Here’s the bad news: One of those systems exists only on paper. And the other one’s in Canada.

America’s Retirement Gap

A task force set up by the American Academy of Actuaries looked at five retirement systems, giving each a letter grade based on sustainability, efficiency and governance. A common 401(k)-type, defined-contribution approach got a C, accompanied by the usual complaints: It expects too much foresight from employees while saddling them with too much risk, among other things.

That doesn’t mean the U.S. would be better off if more large employers had stuck with defined-benefit pension plans. That system got a C+, on the grounds that it’s efficient but often poorly run, and that leaving employers alone to carry the shortfalls caused by market shocks isn’t sustainable.

So what are the alternatives? The task force gave a B+ to the hybrid pension model used in South Dakota. Even better was a plan proposed in 2013 by then-Senator Tom Harkin, an Iowa Democrat, which would help workers who didn’t already have access to an employer’s retirement plan by automatically enrolling them in a government-run fund. The task force gave that plan an A-.

But Harkin’s bill, which the Bloomberg View editorial board supported, generated just three co-sponsors (none Republican) and never made it out of committee. The auto-enrollment retirementsystem adopted this month by Illinois shares some of that plan’s features — except for a default contribution rate that’s just half as much as Harkin’s, making it unlikely to generate enough savings.

The only approach that got an A-level grade from the task force and is actually in effect is in New Brunswick. There, the government revamped its pension rules in 2012, adopting what it calls a “shared risk” model.

That approach splits benefits into “base” and “ancillary”; the former are almost guaranteed, while the latter depend on the fund’s performance. There are also procedures for changing benefits that are laid out in advance, and strict rules for ensuring the funds can pay the benefits already promised.     

Complicated, right? The actuaries thought so, too, warning that the structure “may cause confusion for participants.” But here’s the important part: Not only is this approach sustainable, but unions bought into it, even though it meant reduced benefits, because it was better than praying for their traditional pensions to last — and it beat the alternative of a 401(k)-type plan.
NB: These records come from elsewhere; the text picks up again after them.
PR #659, opened 2026-08-19
fix: anchor transport resolution and authenticate v1 message senders

AndreaDiazCorreia:
## What

Makes the client's choice of wire transport depend only on evidence it can verify, and authenticates the sender of protocol v1 messages.

- Verify the signature of the node's kind-38385 info event before applying it, and ignore events that do not supersede the one already in use (NIP-01 addressable ordering, id tie-break included).
- Persist, per node pubkey, the last version that node was verified to assert *and* the asserting event's signed `created_at`, and resolve the transport from whichever assertion is the more recent evidence.
- Resolve the transport through a single entry point shared by the send path and the orders subscription, so the two cannot drift apart.
- Pin the seal author and verify its signature when unwrapping NIP-59 gift wraps — the same check mostro-core already performs daemon-side (`nip59.rs:201`).

## Behaviour change

A node whose `protocol_version` is unknown now resolves to v2 (kind 14) rather than v1, matching mostrod's own default since v0.18.0. Against a node genuinely running `transport = "gift-wrap"`, the client switches back to kind 1059 as soon as that node's signed info event arrives.

## The anchor is dated, not monotonic

A relay picks which signed events it serves, but it cannot mint one and cannot re-date one without breaking the signature. "Newer than anything this client has verified" is therefore exactly the evidence a relay cannot manufacture, and that — not the higher version number — is what the anchor compares:

- A replayed pre-migration v1 event loses against a recorded v2. This is the downgrade the PR exists to block.
- A **newer** signed v1 assertion wins. mostrod 0.18.x still ships `transport = "gift-wrap"`, so an operator undoing a bad v2 rollout publishes exactly that; a monotonic ratchet would refuse it and partition every client that had ever seen v2, silently, with no recovery short of reinstalling.
- Ties, and assertions that cannot be dated, fall back to the higher version.

Two things are never recorded: a version this client cannot resolve, and an absent tag. Resolution reads an absent tag as v1 because it can see the info event is in hand; the store outlives it, and persisting 1 would let a relay resolve v1 off remembered state alone by simply withholding the event.

Full rationale in `docs/architecture/TRANSPORT_V2_MIGRATION.md` §4.1.

## Notes

- `NostrService.decryptNIP59Event` and `NostrEvent.unWrap`/`mostroUnWrap` gained a required `expectedAuthor` argument. Run `dart run build_runner build -d` to refresh mocks.
- 17 atomic commits. `flutter analyze` clean; `flutter test` 1210 passing.

## Summary by CodeRabbit

* **Security**
  * Added sender authentication for encrypted messages, rejecting impostors and invalid signatures.
  * Validated incoming node information before accepting updates.

* **Reliability**
  * Preserved verified protocol versions across sessions and restarts.
  * Unknown or unsupported versions now safely use NIP-44 transport.
  * Improved handling of stale, duplicate, malformed, and legacy node information.
  * Improved peer and dispute chat delivery and message recovery.
  * Displays “Unknown” when a node’s protocol version is unavailable.

* **Tests**
  * Expanded coverage for authentication, signatures, transport selection, persistence, chat handling, and downgrade protection.

### DIFF
--- a/CLAUDE.md
+++ b/CLAUDE.md
@@ -125,15 +125,28 @@ The app follows a specific initialization order in `appInitializerProvider`:
 
 1. **NostrService Initialization**: Establishes WebSocket connections to configured relays
 2. **KeyManager Initialization**: Loads cryptographic keys from secure storage  
-3. **SessionNotifier Initialization**: Loads active trading sessions from Sembast database
-4. **SubscriptionManager Creation**: Registers session listeners with `fireImmediately: false`
-5. **Background Services Setup**: Configures notification and sync services
-6. **Order Notifier Initialization**: Creates individual order managers for active sessions
+3. **ProtocolVersionStore Initialization**: Loads the persisted transport anchor from SharedPreferences
+4. **SessionNotifier Initialization**: Loads active trading sessions from Sembast database
+5. **SubscriptionManager Creation**: Registers session listeners with `fireImmediately: false`
+6. **Background Services Setup**: Configures notification and sync services
+7. **Order Notifier Initialization**: Creates individual order managers for active sessions
 
 ### Critical Timing Requirements
 - SessionNotifier must complete initialization before SubscriptionManager setup
 - SubscriptionManager uses `fireImmediately: false` to prevent premature execution
+- `ProtocolVersionStore.init()` must complete before SubscriptionManager builds its first orders filter, since that filter's kind depends on the resolved transport
 - Proper sequence ensures orders appear consistently in UI across app restarts
+
+## Transport Resolution (Protocol v1/v2)
+
+Mostro nodes speak one of two wire transports, advertised in the kind-38385 info event via a `protocol_version` tag: v1 (NIP-59 gift wrap, kind 1059) or v2 (NIP-44 direct message, kind 14). Detection is automatic; there is no setting.
+
+- **Single resolution point**: every caller reads `anchoredProtocolVersionFor(ref)` (`features/mostro/protocol_version_store.dart`), never `MostroInstance.protocolVersion` directly. The send path and the receive subscription must not disagree about the transport — a client publishing kind 1059 while listening on kind 14 is partitioned from the node.
+- **Three tag states**: `NostrEvent.assertedProtocolVersion` reads a parseable value as that version, an absent tag on a *verified* event as v1 (a pre-0.18.0 daemon asserting by omission), and a present-but-unusable value as null. The last two are different facts and must not collapse.
+- **Unknown degrades upwards**: no info event, an unreadable value, or a version this client does not speak resolves to `kDefaultTransport` (v2), not v1. Any relay can produce "unknown" by withholding the info event, and v1's intake authenticates nothing, so resolving unknown to v1 would make omission a downgrade primitive.
+- **Persisted anchor**: `ProtocolVersionStore` remembers, per node pubkey, the last verified version *and* the asserting event's signed `created_at`. The more recent assertion wins, with ties and undatable assertions falling back to the higher version. A relay can replay a signed event but cannot re-date one, so a replayed pre-migration v1 event loses against a recorded v2 — while an operator genuinely rolling a node back to v1 is followed.
+- **Never recorded**: a version this client cannot resolve, and an absent tag. Persisting the latter would let a relay resolve v1 from remembered state alone by simply withholding the info event.
+- **Full detail**: `docs/architecture/TRANSPORT_V2_MIGRATION.md` §4.1, referenced from the code comments.
 
 ## Timeout Detection & Orphan Session Prevention
 
--- a/docs/architecture/TRANSPORT_V2_MIGRATION.md
+++ b/docs/architecture/TRANSPORT_V2_MIGRATION.md
@@ -69,7 +69,8 @@ manual override: detection is automatic (decision below).
 ### Decisions (fixed)
 
 1. **Transport selection: auto-detection only.** Read `protocol_version` from
-   the node's kind-`38385` event. `"2"` → v2; `"1"` or absent → v1. No settings
+   the node's kind-`38385` event. `"2"` → v2; `"1"` or an absent tag on a
+   verified event → v1; anything else → the safe default (§4.1). No settings
    toggle.
 2. **`version` field tied to transport.** Send `version: 1` on the gift-wrap
    path (preserves today's exact wire for already-deployed daemons) and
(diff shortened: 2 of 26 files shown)


AndreaDiazCorreia:
@codex review

grunch:
@AndreaDiazCorreia please rebase

grunch (changes requested):
## Review: fix: anchor transport resolution and authenticate v1 message senders

**Verification performed locally** (branch `pr-659` @ `14f83f26`, mocks regenerated): `flutter analyze` → 0 issues attributable to this PR (2 pre-existing `deprecated_member_use` infos in `test/core/automation/automation_contract_test.dart`); `flutter test` → **1114 passed, 0 failed**. Branch is 15 commits behind `main`, no overlapping files, merges cleanly — a rebase is still pending as requested.

The direction is right and the security reasoning in the doc comments is careful: seal-author pinning + signature verification closes a real forgery hole on the v1 path, and the info-event signature/replacement checks close the relay-forgery and rollback vectors. The findings below are about the *persistent* ratchet, which has one design gap I consider blocking, plus a few consistency items.

---

### 🟠 Major — `lib/features/mostro/protocol_version_store.dart` (whole file), `lib/features/mostro/transport.dart:73-95`

**The ratchet rejects evidence a relay cannot forge, and there is no recovery path.**

`anchoredProtocolVersion(advertised, remembered)` takes the max regardless of *when* each version was asserted. The stated threat model is "a relay replaying or suppressing events". But a kind-38385 event that is (a) signature-verified, (b) accepted by `_supersedesCurrentInfo`, and (c) has a `created_at` newer than anything this client has ever seen, is not something a relay can manufacture — it is the node itself asserting v1. Today that legitimate, newer, signed assertion is discarded.

Consequences:
- mostrod 0.18.x still ships `transport = "gift-wrap"`. Any operator who rolls back after a bad v2 rollout permanently partitions every client that ever saw v2 from their node. Symptom is silent: sends time out, orders subscription hears nothing.
- `ProtocolVersionStore.clear()` is never called from `lib/` (dead code). `removeCustomNode()` does not forget the node's entry, `selectNode()` does not either, and there is no settings action. The only way out is reinstalling the app.

Suggested fix, keeps the security property intact: persist `(version, createdAt)` per pubkey and only refuse a downgrade when the *advertising* event's `created_at` is **older than or equal to** the recorded one. A replayed pre-migration v1 event still loses (its timestamp predates the recorded v2), while a genuinely newer signed v1 event wins. Sketch:

```dart
int? anchoredProtocolVersion(AdvertisedVersion? advertised, RememberedVersion? remembered) {
  if (remembered == null) return advertised?.version;
  if (advertised == null) return remembered.version;
  // Newer signed evidence from the node itself is authoritative in either direction;
  // only an event that does not postdate the recorded one is a replay candidate.
  if (advertised.createdAt.isAfter(remembered.createdAt)) return advertised.version;
  return max(advertised.version, remembered.version);
}
```

At minimum, if you prefer to keep the strict monotonic design: wire `clear()` / a per-pubkey `forget(pubkey)` into `removeCustomNode()`, expose a reset in the node/about screen, and state the "operator rollback is unsupported" trade-off in `TRANSPORT_V2_MIGRATION.md`.

---

### 🟡 Minor — `docs/architecture/TRANSPORT_V2_MIGRATION.md:232-236`, `:276`, `:342-343`, `:367-369`

**Architecture doc now contradicts the code.** §4.1 still says absent/unreachable → `Transport.giftWrap (v1)` and "degrade to v1 on an unsupported value". This PR flips both to `kDefaultTransport = nip44` and adds a persisted ratchet, none of which is documented. `CLAUDE.md` also has no mention of `ProtocolVersionStore` or the new init-order requirement in `appInitializerProvider`. Please update both in this PR — the doc is referenced from the code comments (`§4.1`), so leaving it stale is actively misleading.

---

### 🟡 Minor — `lib/features/mostro/mostro_instance.dart:114`

**`MostroInstance.fromEvent` still collapses malformed → 1.** `protocolVersion: event.protocolVersion ?? 1` reads `protocol_version=abc` as v1, exactly the conflation this PR introduces `advertisesProtocolVersion` to avoid. Only the About screen consumes it today, so it is not a transport bug, but it will display "1" for a node whose transport was actually resolved to v2. Suggest making the model field nullable or applying the same three-state logic as `_advertisedBy` (absent → `kLegacyProtocolVersion`, unparseable → null).

---

### 🟡 Minor — `lib/features/mostro/transport.dart:45-55` + `lib/features/subscriptions/subscription_manager.dart:116-118`

**Unsupported versions are recorded into the ratchet.** `resolveTransport(3)` falls back to nip44 (fine), but `_recordAdvertisedProtocolVersion` will happily `record(pubkey, 3)`, after which `remembered == 3` forever and any later legitimate `protocol_version=2` is anchored to 3. Today the outcome happens to be the same transport, but the store now holds a value no resolver understands, and once a v3 with a different kind exists the client is pinned with no way back (same root cause as the Major finding). Consider only recording versions that `resolveTransport` maps to a concrete transport, i.e. `{1, 2}`.

---

### 🔵 Nit — `lib/data/repositories/open_orders_repository.dart:85-90`

`limit: 1` on the info filter is per-relay, so with N relays you may still receive N candidates; `_supersedesCurrentInfo` handles that correctly, but the comment above the filter reads as if a single event arrives — worth one line saying the tie-break also covers multi-relay delivery.

### 🔵 Nit — PR description

Says "7 atomic commits" and "1031 passing (+64)"; the branch has 12 commits and the suite is at 1114 on the current base. Please refresh after the rebase.

---

### Test coverage notes

- `nip59_authentication_test.dart`: the tampered-seal case now uses one ephemeral keypair for wrap author + encryption and asserts the exact `'Invalid seal signature'` message, so it genuinely reaches the seal check (earlier CodeRabbit finding resolved). 👍
- `open_orders_info_event_test.dart`: signature rejection, re-tagged forgery, NIP-01 tie-break and the two-filter / `since`-less info request are covered. 👍
- `protocol_version_store_test.dart`: reordering-safe write chain, load-merge, malformed persisted entries. 👍
- **Missing:** a test asserting what happens when a **newer signed v1 event** arrives after a recorded v2. That behaviour is the product decision at the heart of the Major finding and is currently untested; whichever direction you take, add the case explicitly.

---

**Verdict: Request changes** — for the ratchet design gap (Major) and the stale architecture doc; the rest are quick follow-ups. Happy to re-review right after the rebase.

Catrya (approved):
tACK

grunch:
protocolo v1 is deprecated we are not working on it anymore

This is the part of the column where you ask, what does it matter what one Canadian province does? What are the hopes that U.S. companies, which are already dropping defined-benefit pensions faster than college freshmen drop science majors, would go back to offering anything more than a token 401(k) plan?

I put that question to Donald Fuerst, a senior fellow at the academy who focuses on pensions. He said legislative and regulatory changes could make employers more willing to try alternatives to 401(k) plans, if the government could protect companies from swings in the market and other risks.

“We’re not doing a good job right now,” Fuerst said. “From an employer standpoint, if we could make those things more available, I think they would be much more apt to be receptive.”

The takeaway is that fixing the U.S. retirement system isn’t impossible. There are models to follow that ought to fit the economic and demographic problems the U.S. faces.

The 2016 presidential campaign is entering the stage where contenders start to dangle ideas, and as the Wall Street Journal’s Patrick O’Connor reported Sunday, this time the theme is the middle class and financially vulnerable. One of those campaigns should give Fuerst a call.